Preferred embodiment communication systems, such as wireless local area networks, include preferred embodiment detectors and receivers employing preferred embodiment detection methods. The computations can be performed with digital signal processors (DSPs) or general-purpose programmable processors and/or application specific circuitry (ASICs) and/or systems on a chip such as both a DSP, ASIC, and RISC processor on the same chip with the RISC processor control. Analog-to-digital converters and digital-to-analog converters provide coupling to the real world, and modulators and demodulators (plus antenna front ends for air interfaces) provide coupling for transmission waveforms.

2. MIMO Detection Generally

FIG. 2 a illustrates a generic MIMO transmitter, and FIG. 2b illustrates a MIMO receiver with an interference-resistant detector; these could be part of a wireless communications system with M transmit antennas (M data streams) and N receive antennas. The received signal in such a system can be written as:

r=Hs+v

where r is the N-vector of samples of the received baseband signal (complex numbers) corresponding to a transmission time (interval) n:

$r=\left[\begin{array}{c}{r}_1\left(n\right)\\ r_2\left(n\right)\\ ⋮\\ r_N\left(n\right)\end{array}\right]$

s is the M-vector of transmitted symbols (sets of complex numbers from symbol constellations) for time n:

$s=\left[\begin{array}{c}{s}_1\left(n\right)\\ s_2\left(n\right)\\ ⋮\\ s_M\left(n\right)\end{array}\right]$

H is the N×M channel matrix of attenuations and phase shifts expressed as complex numbers; and v is an N-vector of samples of received (white) noise. That is, the (q,p)th element of H is the channel (including multipath combining and equalization) from the pth transmit source to the qth receive sink, and the qth element of v is the noise seen at the qth receive sink.

Note that the foregoing relation applies generally to various systems with various interference problems and in which n, r, s, M, and N have corresponding interpretations. For example:

(i) High data rate multi-antenna systems such as BLAST (Bell Labs layered space time) or MIMO and multi-stream space-time coding: spatial interference suppression techniques are used in detection.(ii) Broadband wireless systems employing OFDM (orthogonal frequency division multiplex) signaling and MIMO techniques for each tone or across tones.(iii) TDMA (time division multiple access) systems having frequency-selective channels with long impulse response which causes severe ISI (intersymbol interference); use equalizers to mitigate ISI.(iv) CDMA (code division multiple access) systems having frequency-selective channels which cause MUI (multi-user interference) as a result of the loss of orthogonality between spreading codes. For high data rate CDMA systems such as HSDPA and 1×EV-DV, this problem is more severe due to the presence of ISI. Equalizers and/or interference cancellation may be used to mitigate these impairments.(v) Combinations of foregoing.

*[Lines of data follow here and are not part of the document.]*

Issue #172, opened 2015-03-26
Verify data format IDs exist on "Other" pages of New Transformation wizard


bfitzpat:
There's a strange case now with the revised New Fuse Transformation wizard on the "Other" type for source and target. If you select a Java class and enter anything in the data format ID field, it will let you to the next page or finish. Unfortunately, right now I'm not validating that the ID actually exists we need to either offer a drop-down there or at least validate the text input to make sure that the ID is good.

bfitzpat:
After talking with Keith, we'll make the field (currently a text box) into a drop-down with available data format ids.

bfitzpat:
Created PR https://github.com/fusesource/fuseide/pull/178

bfitzpat:
Can't find a way to decorate the label, but have changed the text color to red if there are no data format definitions available.

lhein:
If you are using data binding you can specify validator and in that validator you could simply return something like return ValidationStatus.warning("bla") to switch to warning icons. It will decorate the txt field automatically. see https://github.com/fusesource/fuseide/blob/master/editor/plugins/org.fusesource.ide.camel.editor/src/org/fusesource/ide/camel/editor/propertysheet/AdvancedEndpointPropertiesSection.java#L296-L316 for example

bfitzpat:
I was trying to avoid using another validator, but that's not a bad way to go.

kcbabo:
pushed

PR #178, opened 2015-03-27
issue #172 - making data format id list a combo and fixing a couple of

bfitzpat:
minor issues with the palette integration


kcbabo:
Lars had previously fixed the NPE issue in the palette extension, so I removed that bit from the PR.

PR #184, opened 2015-03-30
Fixes #182: Set JSON resource type based on selection in new transform wizard

### LINKED ISSUE #182: Set JSON resource type based on selection in new transform wizard
It's too easy to make a mistake on the JSON page of the wizard w/r/t the type of JSON resource definition being used (schema vs. instance document).  The page defaults to schema but the filter needs to match all .json files, so the user can select an instance document by accident (or this is what they intend, but they did not select the instance radio button).  Right now, a mismatch results in really bizarre errors when the wizard completes.  It would be better if we set the radio button state based on the type of JSON file selected.  We used to have code that did this in the old wizard, so we just need to apply the same logic on the JSON page and the radio buttons.

1.  User clicks browse button and selects JSON file.
2.  We look at JSON file content and determine if it's a schema.
3.  If it's a schema, set radio button to schema, else set radio button to instance document.

jpav:


kcbabo:
NewTransformationWizard updates in this PR were creating a nasty merge conflict, so I backed those changes out.  It was just whitespace and removal of SuppressWarnings annotation.

kcbabo:
pushed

M is essentially the number of symbols that are jointly detected as they interfere with one another, and N is simply the number of collected samples at the receiver. Because there are M independent sources, N must be at least as large as M to separate the M symbols. A detector in a receiver as in FIGS. 2a-2b outputs soft estimates z of the transmitted symbols s to a demodulator and decoder.

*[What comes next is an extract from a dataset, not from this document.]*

Issue #190, opened 2015-03-31
NPE in OtherPage of New Transformation Wizard


kcbabo:
This one is a bit odd.  I was testing the New Transformation Wizard standalone (not through the palette extension) and when I first select it in the list of wizards when I choose File -> New -> Other -> Fuse Transformation and click Next, the following shows up in the Error Log:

Maximum likelihood (ML) detection estimates the transmitted M-vector of symbols as that vector which minimizes the error between the received N-vector signal, r, and the estimated-channel-matrix-H-computed transmitted signal, Hs:

ŝ _ML =arg{min_sεΠC(∥r−Hs∥²)}

where sεΠC indicates the minimization is over all M-vectors s which are elements of the product of the symbol constellations for the transmitters. The following sections will recast ML detection as a tree detection (FIG. 4b) in order to contrast the preferred embodiment detections.

Linear filtering equalization detectors, such as linear zero-forcing (LZF) or linear minimum mean square error (LMMSE), make soft estimates, denoted by M-vector z, for the transmitted M-vector of symbols, s, from the N-vector of received signals, r, by linear filtering with an M×N matrix: z=Fr. Then quantization (hard decision) of z yields the transmitted symbol vector estimate: ŝ=Q(z). LZF detection essentially takes F to be the pseudoinverse of H; namely, F=[H^HH]⁻¹ H^H, where ^H denotes Hermitian conjugate. Note that F reduces to the inverse, H⁻¹, for an invertible (square) matrix H.

In contrast, LMMSE detection finds the matrix F by minimizing the mean squared error in the product space of the symbol constellations, E[∥z−s∥²]. With perfect estimation of the channel H, the minimizing matrix F is given by:

F=[H ^H H+Σ] ⁻¹H^H

where Σ is the covariance matrix of the additive white noise v. Note F has the form of a matrix product of an equalization matrix with the matched filter for the channel (H^H).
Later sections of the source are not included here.